--- Problem description ---
Identify all lines in the data containing the string "class". Copy them out.

═══ Information provided ═══

PR #2686, opened 2018-03-15
2632 allow multiple app properties

### LINKED ISSUE #2632: MP Config 1.3: Allow multiple appProperties elements and don't re-use OSGi Configuration objects
Current code only allows for a single appProperties element...
```
<application>
   <appProperties myKey1="myValue1" myKey2="myValue2"/>
</application>
```
but should allow for multiple elements and merge the result
```
<application>
   <appProperties myKey1="myValue1" myKey2="myValue2"/>
   <appProperties myKey3="myValue3" myKey2="myValue4"/>
</application>
```
This probably results in multiple OSGi Configuration objects, the properties for which need merging. It also means that new elements can be added or old ones removed. Therefore, we need to look up all of the Configuration objects every time.

tevans78:
fixes #2632 
#build

### DIFF
--- a/dev/com.ibm.ws.microprofile.config.1.3/src/com/ibm/ws/microprofile/config13/sources/AppPropertyConfigSource.java
+++ b/dev/com.ibm.ws.microprofile.config.1.3/src/com/ibm/ws/microprofile/config13/sources/AppPropertyConfigSource.java
@@ -16,6 +16,7 @@ import java.util.Dictionary;
 import java.util.Enumeration;
 import java.util.HashMap;
 import java.util.Map;
+import java.util.SortedSet;
 
 import org.osgi.framework.BundleContext;
 import org.osgi.service.cm.Configuration;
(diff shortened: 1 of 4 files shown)


dev/com.ibm.ws.microprofile.config.1.3_fat/test-applications/serverXMLApp/src/com/ibm/ws/microprofile/config13/serverXML/web/ServerXMLBean.java
```diff
@@ -48,9 +48,15 @@ public void appPropertiesSPITest() throws Exception {
         builder.addDiscoveredConverters();
```
Azquelt: Javadoc for this test says
> Tests the SPI that allows the priority to be set
Not sure what that's about.

dev/com.ibm.ws.microprofile.config.1.3/src/com/ibm/ws/microprofile/config13/sources/AppPropertyConfigSource.java
```diff
@@ -32,21 +33,21 @@
 public class AppPropertyConfigSource extends InternalConfigSource implements DynamicConfigSource {
```
Azquelt: You've added code to define the way that properties override each other if the same property is specified more than once.

It might be worth mentioning that in the class javadoc.

Could also include a sample of what the server.xml looks like.

tevans78:
review updates were javadoc only. previous build was good.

═══

--- Task result ---
 public class AppPropertyConfigSource extends InternalConfigSource implements DynamicConfigSource {
It might be worth mentioning that in the class javadoc.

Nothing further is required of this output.